%%

PR #95, opened 2018-11-01
Symfony add service type and resource name to root span

pawelchcki:
Small tweaks to Symfony integration.

### DIFF
--- a/src/DDTrace/Integrations/SymfonyBundle.php
+++ b/src/DDTrace/Integrations/SymfonyBundle.php
@@ -40,7 +40,6 @@ class SymfonyBundle extends Bundle
             return;
         }
 
-
         // Creates a tracer with default transport and default propagators
         $tracer = new Tracer(new Http(new Json()));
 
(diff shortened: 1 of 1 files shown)


src/DDTrace/Integrations/SymfonyBundle.php
```diff
@@ -4,12 +4,14 @@
...
 use DDTrace\Encoders\Json;
 use DDTrace\Tags;
+use DDTrace\Types;
 use DDTrace\Tracer;
 use DDTrace\Transport\Http;
 use OpenTracing\GlobalTracer;
 use Symfony\Component\HttpKernel\Bundle\Bundle;
 use Symfony\Component\HttpKernel\HttpKernel;
 use Symfony\Component\EventDispatcher\EventDispatcher;
+use Symfony\Bridge\Monolog\Processor\DebugProcessor;
```
chuck: Looks like this isn't used?

pawelchcki: Oh right, this is a leftover from testing I did to figure out how to access route name.

PR #100, opened 2018-11-07
Rename withTracer test method to isolateTracer

labbati:
**Blocked by #102**
This PR just rename the integration tests base method `withTracer` to `isolateTracer` to make naming more expressive. At the same time, after rebasing on master, we also adapted a few lines of code to be compatible with php 5.4.

### DIFF
--- a/.circleci/config.yml
+++ b/.circleci/config.yml
@@ -258,14 +258,17 @@ jobs:
           name: Test installing packages on target systems
           command: make -f dockerfiles/verify_packages/Makefile
 
+
 workflows:
   version: 2
   build_packages:
     jobs:
-      - "hold":
-          type: approval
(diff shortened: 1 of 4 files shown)


.circleci/config.yml
```diff
@@ -258,14 +258,17 @@ jobs:
...
     jobs:
-      - "hold":
-          type: approval
       - "7.0 20151012": &BUILD_PACKAGE_FORKFLOW
-          requires: [ "hold" ]
+          filters:
+            tags:
+              only: /(^build$)|(^[v]?[0-9]+(\.[0-9]+)*$)/
+            branches:
+              ignore: /.*/
```
pawelchcki: Could we build the packages on the master branch as well?

labbati:
Assigning back to @pawelchcki as the requested fix has been implemented in the original branch that intended to remove the holds: #102

PR #103, opened 2018-11-07
Update composer.json

inverse:
Required in both JSON encoder and Stream transport.


labbati:
Hey @inverse, thanks again for this contribution! Merging it right now!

%%

EXERCISE DETAILS
Would you show every line in the data above that contains the string "isolateTracer"?

ANSWER BOX
Rename withTracer test method to isolateTracer
This PR just rename the integration tests base method `withTracer` to `isolateTracer` to make naming more expressive. At the same time, after rebasing on master, we also adapted a few lines of code to be compatible with php 5.4.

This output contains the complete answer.